Problem statement -> Could you give back the listing below exactly, every line included?

Materials provided ->
PR #180, opened 2020-04-30
Various Clippy suggestions.

ltratt:


ltratt:
Hmm, that looks like a bors problem and not a buildbot issue. Probably r plusing it again will do the trick.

Reply to the exercise ->
PR #180, opened 2020-04-30
Various Clippy suggestions.

ltratt:


ltratt:
Hmm, that looks like a bors problem and not a buildbot issue. Probably r plusing it again will do the trick.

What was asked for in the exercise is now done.